■ INSTRUCTIONS TO FOLLOW
Return, from the data that follows, each line that holds the word "rpds".

■ DATASET ENTRIES
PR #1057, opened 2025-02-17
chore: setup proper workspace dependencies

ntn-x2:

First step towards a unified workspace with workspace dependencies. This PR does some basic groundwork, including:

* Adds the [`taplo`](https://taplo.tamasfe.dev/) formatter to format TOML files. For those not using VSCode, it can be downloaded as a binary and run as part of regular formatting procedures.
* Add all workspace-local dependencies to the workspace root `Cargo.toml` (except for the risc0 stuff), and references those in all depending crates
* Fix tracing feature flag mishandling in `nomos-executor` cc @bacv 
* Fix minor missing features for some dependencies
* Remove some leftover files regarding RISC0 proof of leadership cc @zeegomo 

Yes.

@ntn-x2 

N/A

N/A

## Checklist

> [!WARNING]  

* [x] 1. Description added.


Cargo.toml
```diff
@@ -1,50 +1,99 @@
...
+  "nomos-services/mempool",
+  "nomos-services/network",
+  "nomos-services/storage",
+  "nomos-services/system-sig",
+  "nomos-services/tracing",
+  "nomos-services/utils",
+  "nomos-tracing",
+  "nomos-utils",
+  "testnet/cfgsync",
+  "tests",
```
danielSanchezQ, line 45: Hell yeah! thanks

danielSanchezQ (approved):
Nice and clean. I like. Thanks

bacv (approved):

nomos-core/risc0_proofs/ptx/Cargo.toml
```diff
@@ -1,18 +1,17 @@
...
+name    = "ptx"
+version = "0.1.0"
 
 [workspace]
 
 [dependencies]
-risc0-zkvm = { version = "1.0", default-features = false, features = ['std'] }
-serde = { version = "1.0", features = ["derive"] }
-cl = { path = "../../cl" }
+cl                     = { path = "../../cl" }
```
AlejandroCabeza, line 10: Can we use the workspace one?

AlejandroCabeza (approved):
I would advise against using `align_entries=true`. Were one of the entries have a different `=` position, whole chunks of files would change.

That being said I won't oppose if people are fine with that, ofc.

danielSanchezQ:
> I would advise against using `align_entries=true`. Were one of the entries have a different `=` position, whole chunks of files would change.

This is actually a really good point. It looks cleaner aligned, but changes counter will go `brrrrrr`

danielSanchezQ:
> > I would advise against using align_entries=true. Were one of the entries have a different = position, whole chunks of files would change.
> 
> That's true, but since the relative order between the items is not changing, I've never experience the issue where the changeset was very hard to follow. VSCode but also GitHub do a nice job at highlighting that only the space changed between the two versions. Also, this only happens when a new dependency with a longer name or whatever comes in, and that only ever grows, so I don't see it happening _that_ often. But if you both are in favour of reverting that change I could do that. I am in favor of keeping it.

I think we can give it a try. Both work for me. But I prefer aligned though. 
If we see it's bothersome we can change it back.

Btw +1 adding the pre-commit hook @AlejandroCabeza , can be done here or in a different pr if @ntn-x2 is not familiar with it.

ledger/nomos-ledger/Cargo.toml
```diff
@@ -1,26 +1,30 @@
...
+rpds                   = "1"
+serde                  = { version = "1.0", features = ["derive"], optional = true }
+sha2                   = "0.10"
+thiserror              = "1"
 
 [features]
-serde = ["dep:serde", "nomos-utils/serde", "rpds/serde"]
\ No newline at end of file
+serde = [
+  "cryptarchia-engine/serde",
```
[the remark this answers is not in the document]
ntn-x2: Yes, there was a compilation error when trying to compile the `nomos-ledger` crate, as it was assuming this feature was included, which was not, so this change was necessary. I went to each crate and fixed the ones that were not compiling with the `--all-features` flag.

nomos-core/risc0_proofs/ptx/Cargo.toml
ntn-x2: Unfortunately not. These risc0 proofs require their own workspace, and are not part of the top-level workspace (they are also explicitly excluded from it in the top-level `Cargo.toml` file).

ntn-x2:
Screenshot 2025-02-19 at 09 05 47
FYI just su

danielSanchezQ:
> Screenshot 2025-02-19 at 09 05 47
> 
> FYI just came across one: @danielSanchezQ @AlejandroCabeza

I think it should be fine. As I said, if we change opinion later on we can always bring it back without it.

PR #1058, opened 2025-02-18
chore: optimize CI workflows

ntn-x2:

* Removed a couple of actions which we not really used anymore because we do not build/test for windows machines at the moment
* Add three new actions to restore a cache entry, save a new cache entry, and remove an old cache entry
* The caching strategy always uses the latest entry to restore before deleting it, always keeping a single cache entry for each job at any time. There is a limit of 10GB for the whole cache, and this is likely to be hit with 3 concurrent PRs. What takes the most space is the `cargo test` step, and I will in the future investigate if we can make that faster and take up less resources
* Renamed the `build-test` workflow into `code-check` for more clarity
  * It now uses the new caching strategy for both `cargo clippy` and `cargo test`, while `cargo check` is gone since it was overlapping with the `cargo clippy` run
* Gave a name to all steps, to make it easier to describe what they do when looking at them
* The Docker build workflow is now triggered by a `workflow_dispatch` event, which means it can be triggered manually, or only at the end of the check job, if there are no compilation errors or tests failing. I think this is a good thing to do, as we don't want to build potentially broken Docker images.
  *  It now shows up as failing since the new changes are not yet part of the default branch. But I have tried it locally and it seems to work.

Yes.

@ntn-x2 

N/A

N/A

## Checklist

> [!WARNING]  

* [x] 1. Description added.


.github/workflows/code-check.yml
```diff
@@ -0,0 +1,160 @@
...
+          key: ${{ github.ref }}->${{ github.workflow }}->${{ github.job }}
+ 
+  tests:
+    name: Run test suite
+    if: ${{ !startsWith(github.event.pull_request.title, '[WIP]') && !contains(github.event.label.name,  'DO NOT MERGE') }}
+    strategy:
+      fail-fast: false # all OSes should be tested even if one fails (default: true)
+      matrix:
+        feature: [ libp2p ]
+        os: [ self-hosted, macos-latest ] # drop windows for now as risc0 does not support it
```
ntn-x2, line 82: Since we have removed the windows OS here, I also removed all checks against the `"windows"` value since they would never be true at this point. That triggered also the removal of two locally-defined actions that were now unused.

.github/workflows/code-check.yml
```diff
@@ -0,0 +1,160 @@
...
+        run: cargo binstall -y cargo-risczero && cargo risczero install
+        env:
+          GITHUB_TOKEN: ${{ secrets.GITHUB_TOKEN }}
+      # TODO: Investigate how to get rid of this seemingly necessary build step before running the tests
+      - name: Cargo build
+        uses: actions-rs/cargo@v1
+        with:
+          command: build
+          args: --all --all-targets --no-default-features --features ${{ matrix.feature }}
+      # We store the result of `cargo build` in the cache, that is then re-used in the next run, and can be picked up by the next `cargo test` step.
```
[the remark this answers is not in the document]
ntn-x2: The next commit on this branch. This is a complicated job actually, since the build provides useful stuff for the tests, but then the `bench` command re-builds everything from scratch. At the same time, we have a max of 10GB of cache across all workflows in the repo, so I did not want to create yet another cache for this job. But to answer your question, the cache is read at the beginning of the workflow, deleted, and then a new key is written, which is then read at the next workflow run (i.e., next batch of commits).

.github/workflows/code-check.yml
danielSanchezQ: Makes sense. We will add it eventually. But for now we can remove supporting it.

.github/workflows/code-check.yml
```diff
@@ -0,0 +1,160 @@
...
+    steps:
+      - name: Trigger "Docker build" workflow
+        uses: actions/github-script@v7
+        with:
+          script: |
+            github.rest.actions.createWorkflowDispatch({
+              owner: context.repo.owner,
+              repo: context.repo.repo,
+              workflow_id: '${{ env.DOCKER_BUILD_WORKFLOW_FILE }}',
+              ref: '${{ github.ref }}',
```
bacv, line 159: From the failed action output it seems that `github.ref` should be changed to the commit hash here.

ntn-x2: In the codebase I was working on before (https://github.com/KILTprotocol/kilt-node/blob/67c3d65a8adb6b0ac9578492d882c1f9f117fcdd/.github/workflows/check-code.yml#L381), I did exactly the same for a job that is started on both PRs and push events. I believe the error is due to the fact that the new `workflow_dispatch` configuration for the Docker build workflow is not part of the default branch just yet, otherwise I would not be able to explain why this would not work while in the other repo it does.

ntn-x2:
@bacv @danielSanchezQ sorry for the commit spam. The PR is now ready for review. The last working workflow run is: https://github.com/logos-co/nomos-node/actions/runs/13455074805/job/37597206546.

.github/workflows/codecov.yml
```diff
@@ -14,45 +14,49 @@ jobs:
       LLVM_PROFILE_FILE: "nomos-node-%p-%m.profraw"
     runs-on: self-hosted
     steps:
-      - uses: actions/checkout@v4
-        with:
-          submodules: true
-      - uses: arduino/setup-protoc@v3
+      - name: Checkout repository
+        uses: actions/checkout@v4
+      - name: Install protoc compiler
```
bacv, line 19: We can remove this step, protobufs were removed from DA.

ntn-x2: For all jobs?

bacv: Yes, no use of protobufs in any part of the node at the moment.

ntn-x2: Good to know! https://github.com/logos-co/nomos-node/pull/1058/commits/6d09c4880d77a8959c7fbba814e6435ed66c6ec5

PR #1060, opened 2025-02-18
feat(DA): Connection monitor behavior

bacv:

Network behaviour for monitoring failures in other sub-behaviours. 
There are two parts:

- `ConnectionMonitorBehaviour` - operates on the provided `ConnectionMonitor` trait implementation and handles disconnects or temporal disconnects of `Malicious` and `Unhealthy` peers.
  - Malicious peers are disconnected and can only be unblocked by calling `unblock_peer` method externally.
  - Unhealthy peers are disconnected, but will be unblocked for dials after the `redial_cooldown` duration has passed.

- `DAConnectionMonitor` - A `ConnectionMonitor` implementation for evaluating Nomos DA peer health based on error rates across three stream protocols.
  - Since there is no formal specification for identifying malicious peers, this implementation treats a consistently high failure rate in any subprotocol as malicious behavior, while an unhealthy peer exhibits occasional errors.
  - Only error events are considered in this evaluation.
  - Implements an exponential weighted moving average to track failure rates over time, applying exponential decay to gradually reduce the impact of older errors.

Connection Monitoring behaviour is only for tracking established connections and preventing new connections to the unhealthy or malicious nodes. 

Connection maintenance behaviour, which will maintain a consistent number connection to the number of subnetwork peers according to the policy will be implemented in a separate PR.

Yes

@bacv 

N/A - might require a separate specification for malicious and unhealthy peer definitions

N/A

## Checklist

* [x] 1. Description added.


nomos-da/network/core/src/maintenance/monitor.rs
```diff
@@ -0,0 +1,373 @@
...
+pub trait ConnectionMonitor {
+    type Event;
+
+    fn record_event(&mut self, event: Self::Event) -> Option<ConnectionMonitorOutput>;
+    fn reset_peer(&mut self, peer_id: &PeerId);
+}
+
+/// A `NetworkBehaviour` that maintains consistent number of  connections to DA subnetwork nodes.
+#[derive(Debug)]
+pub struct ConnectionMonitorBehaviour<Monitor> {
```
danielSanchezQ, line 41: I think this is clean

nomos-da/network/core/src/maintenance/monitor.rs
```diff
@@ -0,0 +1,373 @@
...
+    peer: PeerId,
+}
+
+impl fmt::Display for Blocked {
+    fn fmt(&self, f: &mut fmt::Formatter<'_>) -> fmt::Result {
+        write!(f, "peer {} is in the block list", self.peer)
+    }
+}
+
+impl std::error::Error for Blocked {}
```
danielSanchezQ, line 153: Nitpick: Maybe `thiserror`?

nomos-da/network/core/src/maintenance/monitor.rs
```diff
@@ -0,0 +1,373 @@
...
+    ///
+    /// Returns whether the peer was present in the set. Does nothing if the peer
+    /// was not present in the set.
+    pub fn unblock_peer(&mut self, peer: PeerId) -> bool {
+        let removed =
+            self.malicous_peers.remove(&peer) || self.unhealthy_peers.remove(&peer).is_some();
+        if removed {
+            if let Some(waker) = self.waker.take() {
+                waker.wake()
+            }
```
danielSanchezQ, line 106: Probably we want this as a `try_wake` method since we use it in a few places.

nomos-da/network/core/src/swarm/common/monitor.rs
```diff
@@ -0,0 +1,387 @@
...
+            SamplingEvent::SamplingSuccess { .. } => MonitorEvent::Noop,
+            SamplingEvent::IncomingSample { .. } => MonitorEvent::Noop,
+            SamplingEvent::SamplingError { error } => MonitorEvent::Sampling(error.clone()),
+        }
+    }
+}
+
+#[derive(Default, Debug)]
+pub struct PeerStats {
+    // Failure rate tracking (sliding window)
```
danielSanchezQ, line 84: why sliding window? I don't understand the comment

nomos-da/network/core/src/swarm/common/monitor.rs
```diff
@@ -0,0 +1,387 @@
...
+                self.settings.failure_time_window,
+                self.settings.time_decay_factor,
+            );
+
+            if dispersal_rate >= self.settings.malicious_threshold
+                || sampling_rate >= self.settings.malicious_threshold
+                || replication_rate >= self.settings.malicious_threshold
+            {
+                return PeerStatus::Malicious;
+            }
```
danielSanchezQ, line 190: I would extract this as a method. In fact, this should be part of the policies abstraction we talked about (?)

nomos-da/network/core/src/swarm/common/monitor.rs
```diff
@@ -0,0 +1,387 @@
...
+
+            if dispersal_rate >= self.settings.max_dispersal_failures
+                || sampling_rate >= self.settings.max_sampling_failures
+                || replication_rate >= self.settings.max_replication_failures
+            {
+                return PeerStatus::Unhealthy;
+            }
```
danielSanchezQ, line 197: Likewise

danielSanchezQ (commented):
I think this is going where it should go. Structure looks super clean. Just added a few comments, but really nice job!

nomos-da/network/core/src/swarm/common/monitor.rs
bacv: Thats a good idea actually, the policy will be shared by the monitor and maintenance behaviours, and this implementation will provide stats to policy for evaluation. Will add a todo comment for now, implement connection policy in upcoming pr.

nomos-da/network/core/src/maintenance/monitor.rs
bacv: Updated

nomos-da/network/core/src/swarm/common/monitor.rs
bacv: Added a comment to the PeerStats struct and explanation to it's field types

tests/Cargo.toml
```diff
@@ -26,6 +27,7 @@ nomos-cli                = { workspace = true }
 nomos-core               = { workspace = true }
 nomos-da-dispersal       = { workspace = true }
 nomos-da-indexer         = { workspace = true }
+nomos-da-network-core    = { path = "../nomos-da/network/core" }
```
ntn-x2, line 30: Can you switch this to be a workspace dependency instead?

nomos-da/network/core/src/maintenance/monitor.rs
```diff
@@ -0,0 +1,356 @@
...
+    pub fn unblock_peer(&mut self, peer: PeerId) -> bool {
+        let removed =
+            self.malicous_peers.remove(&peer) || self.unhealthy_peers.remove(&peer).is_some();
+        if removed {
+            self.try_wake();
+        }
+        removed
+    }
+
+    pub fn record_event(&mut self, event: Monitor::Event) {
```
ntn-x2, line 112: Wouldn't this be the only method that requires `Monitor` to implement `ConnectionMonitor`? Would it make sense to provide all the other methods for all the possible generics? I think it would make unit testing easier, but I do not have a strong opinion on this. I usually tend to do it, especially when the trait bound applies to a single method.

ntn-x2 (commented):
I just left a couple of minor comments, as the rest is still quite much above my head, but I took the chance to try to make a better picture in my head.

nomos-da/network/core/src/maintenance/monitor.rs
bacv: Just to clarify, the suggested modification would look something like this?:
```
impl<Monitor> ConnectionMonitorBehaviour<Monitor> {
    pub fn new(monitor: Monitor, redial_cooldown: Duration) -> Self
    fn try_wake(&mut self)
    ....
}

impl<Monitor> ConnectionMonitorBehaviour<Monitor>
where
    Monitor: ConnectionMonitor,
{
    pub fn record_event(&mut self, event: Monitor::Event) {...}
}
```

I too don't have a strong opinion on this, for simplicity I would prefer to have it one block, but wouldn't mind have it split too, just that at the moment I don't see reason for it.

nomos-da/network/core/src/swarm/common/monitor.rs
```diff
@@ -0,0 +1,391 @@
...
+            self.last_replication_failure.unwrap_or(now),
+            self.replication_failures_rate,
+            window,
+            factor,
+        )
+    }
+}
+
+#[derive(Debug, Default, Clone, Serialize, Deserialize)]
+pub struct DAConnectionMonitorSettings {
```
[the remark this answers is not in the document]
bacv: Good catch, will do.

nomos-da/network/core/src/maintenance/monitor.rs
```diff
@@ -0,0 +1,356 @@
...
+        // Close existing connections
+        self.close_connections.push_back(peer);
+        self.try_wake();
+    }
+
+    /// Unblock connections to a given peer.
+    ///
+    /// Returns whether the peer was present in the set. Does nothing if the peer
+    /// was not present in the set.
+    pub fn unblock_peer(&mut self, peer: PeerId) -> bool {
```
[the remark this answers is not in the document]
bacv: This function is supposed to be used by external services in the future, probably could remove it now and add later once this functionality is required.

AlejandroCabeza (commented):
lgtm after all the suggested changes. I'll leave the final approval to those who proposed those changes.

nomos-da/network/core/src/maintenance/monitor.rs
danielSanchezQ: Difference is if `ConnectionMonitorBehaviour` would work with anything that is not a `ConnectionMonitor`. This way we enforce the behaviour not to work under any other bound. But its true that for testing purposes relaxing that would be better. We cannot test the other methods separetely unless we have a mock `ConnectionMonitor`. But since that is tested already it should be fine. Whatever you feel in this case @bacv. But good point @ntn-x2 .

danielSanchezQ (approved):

■ RESPONSE TO THE EXERCISE
+rpds                   = "1"
-serde = ["dep:serde", "nomos-utils/serde", "rpds/serde"]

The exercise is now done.